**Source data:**
-- Opening Marker --

PR #35499, opened 2023-05-09
GH-35304: [C++][ORC] Support attributes conversion

### LINKED ISSUE #35304: [Python] Read ORC metadata

When reading an ORC schema, the metadata of the fields isn't exposed. For more information check: https://github.com/apache/iceberg/issues/6973#issuecomment-1465090060

### Component(s)

Python

wgtmac:
### Rationale for this change

Apache Orc has a per column attribute map and Apache Iceberg depends on this to encode its field metadata. However, the C++ Orc adapter does not know it which makes it difficult to support pyarrow and pyiceberg.

Both reader and writer support Orc attributes conversion from/to arrow field metadata.

### Are these changes tested?

Added two test cases to make sure the Orc adapter can preserve the attributes well.

No.
* Closes: #35304

### DIFF
--- a/cpp/src/arrow/adapters/orc/adapter_test.cc
+++ b/cpp/src/arrow/adapters/orc/adapter_test.cc
@@ -506,6 +506,116 @@ TEST(TestAdapterRead, ReadCharAndVarcharType) {
   ASSERT_EQ(nullptr, record_batch);
 }
 
+TEST(TestAdapterRead, ReadFieldAttributes) {
+  const std::string id_key = "iceberg.id";
+  const std::string required_key = "iceberg.required";
+
+  auto set_attributes = [&](liborc::Type* type, const std::string& id,
+                            const std::string& required) {
+    type->setAttribute(id_key, id);
+    type->setAttribute(required_key, required);
+  };
+
+  auto check_attributes = [&](const std::shared_ptr<arrow::Field>& field,
+                              const std::string& expect_id,
+                              const std::string& expect_required) {
+    auto field_metadata = field->metadata();
+    ASSERT_NE(field_metadata, nullptr);
+    ASSERT_EQ(expect_id, field_metadata->Get(id_key));
+    ASSERT_EQ(expect_required, field_metadata->Get(required_key));
+  };
+
+  auto c1_type = liborc::createPrimitiveType(liborc::TypeKind::INT);
+  set_attributes(c1_type.get(), "1", "true");
+
+  auto c2_elem_type = liborc::createPrimitiveType(liborc::TypeKind::INT);
+  set_attributes(c2_elem_type.get(), "3", "false");
+  auto c2_type = liborc::createListType(std::move(c2_elem_type));
+  set_attributes(c2_type.get(), "2", "false");
+
+  auto c3_key_type = liborc::createPrimitiveType(liborc::TypeKind::INT);
+  set_attributes(c3_key_type.get(), "5", "true");
+  auto c3_value_type = liborc::createPrimitiveType(liborc::TypeKind::INT);
+  set_attributes(c3_value_type.get(), "6", "false");
+  auto c3_type = liborc::createMapType(std::move(c3_key_type), std::move(c3_value_type));
+  set_attributes(c3_type.get(), "4", "false");
+
+  auto c4_sub_type = liborc::createPrimitiveType(liborc::TypeKind::INT);
+  set_attributes(c4_sub_type.get(), "8", "false");
+  auto c4_type = liborc::createStructType();
+  c4_type->addStructField("c4_1", std::move(c4_sub_type));
+  set_attributes(c4_type.get(), "7", "false");
+
+  auto orc_type = liborc::createStructType();
+  orc_type->addStructField("c1", std::move(c1_type));
+  orc_type->addStructField("c2", std::move(c2_type));
+  orc_type->addStructField("c3", std::move(c3_type));
+  orc_type->addStructField("c4", std::move(c4_type));
+
+  MemoryOutputStream mem_stream(kDefaultMemStreamSize);
+  auto writer = CreateWriter(/*stripe_size=*/1024, *orc_type, &mem_stream);
+  writer->close();
+
+  std::shared_ptr<io::RandomAccessFile> in_stream(std::make_shared<io::BufferReader>(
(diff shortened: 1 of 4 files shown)


wgtmac:
@Fokko Could you please take a look? Thanks!

Fokko (approved):
As far as my C++ skills go, this looks good. I think this PR is a good start, the next step would be to expose this in Python as well.

wgtmac:
Thanks @Fokko!

Actually I didn't add any new API. Therefore `pyiceberg` should be able to get the missing info from arrow schema field metadata via `pyarrow`. I am not familiar with pyarrow, so please correct me if I am wrong. @jorisvandenbossche

cpp/src/arrow/adapters/orc/util.cc
```diff
@@ -1176,11 +1190,32 @@ Result<std::unique_ptr<liborc::Type>> GetOrcType(const Schema& schema) {
...
   }
   return std::move(out_type);
 }
 
+Result<std::shared_ptr<const KeyValueMetadata>> GetFieldMetadata(
+    const liborc::Type* type) {
+  if (type == nullptr) {
+    return nullptr;
+  }
+  const auto keys = type->getAttributeKeys();
```
pitrou, line 1204: You might actually want to avoid the metadata allocation here.
```suggestion
  const auto keys = type->getAttributeKeys();
  if (keys.empty()) {
    return nullptr;
  }
```

cpp/src/arrow/adapters/orc/util.h
```diff
@@ -23,6 +23,7 @@
 #include "arrow/array/builder_base.h"
 #include "arrow/result.h"
 #include "arrow/status.h"
+#include "arrow/util/key_value_metadata.h"
```
pitrou, line 26: Only the forward declarations should be necessary here.
```suggestion
#include "arrow/type_fwd.h"
```

cpp/src/arrow/adapters/orc/adapter_test.cc
```diff
@@ -506,6 +506,116 @@ TEST(TestAdapterRead, ReadCharAndVarcharType) {
...
+  ARROW_EXPECT_OK(writer->Write(*expected_output_table));
+  ARROW_EXPECT_OK(writer->Close());
+
+  EXPECT_OK_AND_ASSIGN(auto buffer, buffer_output_stream->Finish());
+  std::shared_ptr<io::RandomAccessFile> in_stream(new io::BufferReader(buffer));
+  EXPECT_OK_AND_ASSIGN(
+      auto reader, adapters::orc::ORCFileReader::Open(in_stream, default_memory_pool()));
+  EXPECT_OK_AND_ASSIGN(auto actual_output_table, reader->Read());
+  ASSERT_OK(actual_output_table->ValidateFull());
+  AssertTablesEqual(*expected_output_table, *actual_output_table, false, false);
```
pitrou, line 612: Can you qualify the two boolean arguments?
```suggestion
  AssertTablesEqual(*expected_output_table, *actual_output_table, /*xxx=*/ false, /*yyy=*/ false);
```

cpp/src/arrow/adapters/orc/adapter_test.cc
```diff
@@ -506,6 +506,116 @@ TEST(TestAdapterRead, ReadCharAndVarcharType) {
...
+  write_options.compression = Compression::UNCOMPRESSED;
+  EXPECT_OK_AND_ASSIGN(auto writer, adapters::orc::ORCFileWriter::Open(
+                                        buffer_output_stream.get(), write_options));
+
+  auto schema = ::arrow::schema(
+      {::arrow::field("c0", ::arrow::int64(), true, key_value_metadata({"k0"}, {"v0"})),
+       ::arrow::field("c1", ::arrow::utf8(), true, key_value_metadata({"k1"}, {"v1"})),
+       ::arrow::field(
+           "c2", ::arrow::list(::arrow::field("item", ::arrow::int64(), true,
+                                              key_value_metadata({"k0"}, {"ddv0"}))))});
```
pitrou, line 601: Could you also add the other kinds of nested fields? (struct, map, union)

pitrou (changes requested):
Thanks @wgtmac ! Here are some comments and suggestions.

cpp/src/arrow/adapters/orc/util.cc
```diff
@@ -1176,11 +1190,32 @@ Result<std::unique_ptr<liborc::Type>> GetOrcType(const Schema& schema) {
...
     ARROW_ASSIGN_OR_RAISE(auto orc_subtype, GetOrcType(*field->type()));
+    SetAttributes(field, orc_subtype.get());
     out_type->addStructField(field->name(), std::move(orc_subtype));
   }
   return std::move(out_type);
 }
 
+Result<std::shared_ptr<const KeyValueMetadata>> GetFieldMetadata(
+    const liborc::Type* type) {
+  if (type == nullptr) {
```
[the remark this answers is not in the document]
wgtmac: I follow the same behavior here: https://github.com/apache/arrow/blob/main/cpp/src/arrow/adapters/orc/util.cc#L1078

wgtmac:
Thanks @pitrou! Welcome back!

cpp/src/arrow/adapters/orc/util.cc
```diff
@@ -951,6 +952,15 @@ Status WriteBatch(const Array& array, int64_t orc_offset,
   }
 }
 
+void SetAttributes(const std::shared_ptr<arrow::Field>& field, liborc::Type* type) {
+  if (field->HasMetadata()) {
+    const auto& metadata = field->metadata();
+    for (int j = 0; j < metadata->size(); j++) {
```
pitrou, line 958:
```suggestion
    for (int64_t j = 0; j < metadata->size(); j++) {
```

wgtmac: Oops, that was refactored out of an inner loop but I forgot to rename it.

pitrou (approved):
Thanks for the update!

jorisvandenbossche:
> Actually I didn't add any new API. Therefore `pyiceberg` should be able to get the missing info from arrow schema field metadata via `pyarrow`. I am not familiar with pyarrow, so please correct me if I am wrong

Yes, that should be the case

PR #35502, opened 2023-05-09
GH-32282: [R] Update case_when() binding to match changes in dplyr

thisisnic:
This PR implements the `.default` argument for `case_when` and raises errors if non-NULL values are supplied for `.ptype` and `.size`.  
* Closes: #32282

### DIFF
--- a/r/R/dplyr-funcs-conditional.R
+++ b/r/R/dplyr-funcs-conditional.R
@@ -140,5 +140,6 @@ register_bindings_conditional <- function() {
         value
       )
     )
-  })
+  }, notes = "`.ptype` and `.size` arguments not supported"
+  )
 }
--- a/r/R/dplyr-funcs-conditional.R
+++ b/r/R/dplyr-funcs-conditional.R
@@ -90,7 +90,15 @@ register_bindings_conditional <- function() {
     out
   })
 
-  register_binding("dplyr::case_when", function(..., .default = NULL) {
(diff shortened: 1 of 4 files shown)


thisisnic:
We could implement `.ptype` in a follow-up ticket if there is user interest in it. A possible implementation might involve calling cast on the `case_when` expression to cast it to the correct type.  We might want to use `infer_type()` so users can pass in e.g. `integer()` like in the `.ptype` example in the dplyr tests.  To do this, we can implement `infer_type.DataType` which just passes the input object back out - then users can input either R objects or Arrow datatypes to this function.

r/R/dplyr-funcs-conditional.R
```diff
@@ -90,7 +90,15 @@ register_bindings_conditional <- function() {
     out
   })
 
-  register_binding("dplyr::case_when", function(...) {
+  register_binding("dplyr::case_when", function(..., .default = NULL, .ptype = NULL, .size = NULL) {
```
eitsupi, line 93: > raises errors if non-NULL values are supplied for .ptype and .size.

Would it be better to mention the limitation with the `notes`?

https://github.com/apache/arrow/blob/7f3e87d2d5e6f0568dbb92b468d911717d9aed91/r/R/dplyr-funcs.R#L63-L64

paleolimbot (approved):
Thanks!

PR #35505, opened 2023-05-09
GH-35389: [Python] Fix coalesce_keys=False option in join operation

### LINKED ISSUE #35389: [Python] Table.join no longer respecting `coalesce_keys` parameter (PyArrow 12)

Table.join has an attribute `coalesce_keys`, which the documentation says:

> coalesce_keys[bool](https://docs.python.org/3/library/stdtypes.html#bltin-boolean-values), default [True](https://docs.python.org/3/library/constants.html#True)
> If the duplicated keys should be omitted from one of the sides in the join result.

In PyArrow v11, the columns used to perform the join were retained in the resultant table when this parameter was set to `False`. However, in v12, the column from the 'right' table (the one in the parameters) is omitted from the result.

A review of the change log for v12 doesn't suggest this change in behaviour is intentional.

This change in behaviour was observed in the matrix regression testing for [Opteryx](https://github.com/mabel-dev/opteryx), which has matrix regression testing across Mac, Linux and Windows, for Python versions 3.8, 3.9, 3.10 and 3.11, and for Left and Inner JOINs - all variations in the test matrix appear to have this same behaviour. 

No error is observed, only a change in behaviour.

### Component(s)

Python

jorisvandenbossche:
### Rationale for this change

During the refactor of the join cython code to use the new `pyarrow.acero` code, I accidentally ignored the `coalesce_keys=False` option. 
This PR restores the previous behaviour (by not passing a custom subset of column names to the HashJoinNode, but relying on its default behaviour to include all fields from left and right data (depending on the join type)).

### Are these changes tested?

Expanded the existing tests to now properly cover the coalesce_keys=False option for all join types.

Fixes a regression in 12.0, restoring behaviour of 11.0
* Closes: #35389

### DIFF
--- a/python/pyarrow/acero.py
+++ b/python/pyarrow/acero.py
@@ -23,7 +23,7 @@
 # cython: language_level = 3
 
 from pyarrow.lib import Table
-from pyarrow.compute import Expression
+from pyarrow.compute import Expression, field
 
 from pyarrow._acero import (  # noqa
     _group_by,
@@ -52,6 +52,13 @@ except ImportError:
 
 def _dataset_to_decl(dataset, use_threads=True):
     decl = Declaration("scan", ScanNodeOptions(dataset, use_threads=use_threads))
+
+    # Get rid of special dataset columns
+    # "__fragment_index", "__batch_index", "__last_in_fragment", "__filename"
+    projections = [field(f) for f in dataset.schema.names]
+    decl = Declaration.from_sequence(
+        [decl, Declaration("project", ProjectNodeOptions(projections))]
+    )
 
     filter_expr = dataset._scan_options.get("filter")
     if filter_expr is not None:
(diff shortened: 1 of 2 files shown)


python/pyarrow/acero.py
```diff
@@ -53,6 +53,13 @@ class InMemoryDataset:
 def _dataset_to_decl(dataset, use_threads=True):
     decl = Declaration("scan", ScanNodeOptions(dataset, use_threads=use_threads))
 
+    # Get rid of special dataset columns
+    # "__fragment_index", "__batch_index", "__last_in_fragment", "__filename"
+    projections = [field(f) for f in dataset.schema.names]
+    decl = Declaration.from_sequence(
+        [decl, Declaration("project", ProjectNodeOptions(projections))]
+    )
```
jorisvandenbossche, line 61: @westonpace do you know if there is an easier way to do this? (there is not an option to just turn off adding those fields in the scanner to start with?)

westonpace: This was on my "new scan node" todo list but sadly that list has been stalled for a while now.

python/pyarrow/tests/test_exec_plan.py
```diff
@@ -115,12 +120,19 @@ def test_joins(jointype, expected, use_threads, use_datasets):
...
         r = r.sort_by("colB")
     else:
         r = r.sort_by("colA")
+    if coalesce_keys:
+        if jointype in ("inner", "left outer"):
+            expected = expected.drop(["colB"])
+        elif jointype == "right outer":
+            expected = expected.drop(["colA"])
+        elif jointype == "full outer":
+            expected = expected.drop(["colB"]).set_column(0, "colA", [[1, 2, 6, 99]])
```
westonpace, line 135: Does this work?  I wouldn't expect this behavior.

westonpace (commented):
For some reason, I thought coalescing a full outer join required an actual call to the `coalesce` function (e.g. with a project node).  However, I don't see that here.  Maybe you just aren't coalescing on a full outer join (which is probably fine)?

westonpace (approved):
Ah, thanks for the clarification.  This looks good then.

PR #35512, opened 2023-05-09
WIP: Only testing ARM self-hosted runners

raulcd:


pitrou:
@raulcd Should this be kept open?

raulcd:
I want to keep testing the possibility of adding cross-compilation capabilities but we can close the PR as my tests can be performed outside the PR. I can reopen once there is something that could potentially be merged.

PR #36265, opened 2023-06-23
GH-36264: [R] Add scalar() function 

### LINKED ISSUE #36264: [R] Add scalar() function

We have functions for many other data container creation but not for `Scalar$create()`.

See also #20396 for a follow-up

### Component(s)

R

thisisnic:
Fixes #36264 36264
* Closes: #36264


thisisnic:
I feel like there may be a reason we haven't done this previously, though am unsure?

paleolimbot (approved):
Definitely worth having! Perhaps it didn't happen because we also have `Expression$scalar()` which is what all the bindings use.

It's true that `scalar()` is a tiny bit generic...the closest thing I found was `rlang::is_scalar_xx()` and `assertthat::is.scalar()` (which helpfully returns `TRUE` for an `arrow::Scalar`. I think it's fine! There's always `arrow_scalar()` if you're worried.

thisisnic:
> It's true that `scalar()` is a tiny bit generic...the closest thing I found was `rlang::is_scalar_xx()` and `assertthat::is.scalar()` (which helpfully returns `TRUE` for an `arrow::Scalar`. I think it's fine! There's always `arrow_scalar()` if you're worried.

Thanks for looking for those!  If you're happy with this as-is, I'm happy too.  Will merge once CI is green.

-- Closing Marker --

Copy exactly the lines above, from the one containing "See also #20396 for a follow-up" through the very last line.

**EXERCISE SOLUTION:**
See also #20396 for a follow-up

### Component(s)

R

thisisnic:
Fixes #36264 36264
* Closes: #36264


thisisnic:
I feel like there may be a reason we haven't done this previously, though am unsure?

paleolimbot (approved):
Definitely worth having! Perhaps it didn't happen because we also have `Expression$scalar()` which is what all the bindings use.

It's true that `scalar()` is a tiny bit generic...the closest thing I found was `rlang::is_scalar_xx()` and `assertthat::is.scalar()` (which helpfully returns `TRUE` for an `arrow::Scalar`. I think it's fine! There's always `arrow_scalar()` if you're worried.

thisisnic:
> It's true that `scalar()` is a tiny bit generic...the closest thing I found was `rlang::is_scalar_xx()` and `assertthat::is.scalar()` (which helpfully returns `TRUE` for an `arrow::Scalar`. I think it's fine! There's always `arrow_scalar()` if you're worried.

Thanks for looking for those!  If you're happy with this as-is, I'm happy too.  Will merge once CI is green.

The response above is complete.